The line containing "Not sure if" marks the start; repeat it and every following line exactly through the end of the entries.

Start of Data to examine

PR #1667, opened 2023-10-03
ci: generate code coverage in flutter integration test

vaind:
This adds code coverage reporting to integration tests, with hopes of getting reports on coverage of cocoa FFI briding code in 	#1611

Not sure if this actually works - can someone who understands codecov UI check if the change looks as expected?

### DIFF
--- a/.github/workflows/flutter.yml
+++ b/.github/workflows/flutter.yml
@@ -109,6 +109,7 @@ jobs:
         with:
           name: sentry_flutter
           file: ./flutter/coverage/lcov.info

End of Data to examine

-- Your solution --
Not sure if this actually works - can someone who understands codecov UI check if the change looks as expected?

### DIFF
--- a/.github/workflows/flutter.yml
+++ b/.github/workflows/flutter.yml
@@ -109,6 +109,7 @@ jobs:
         with:
           name: sentry_flutter
           file: ./flutter/coverage/lcov.info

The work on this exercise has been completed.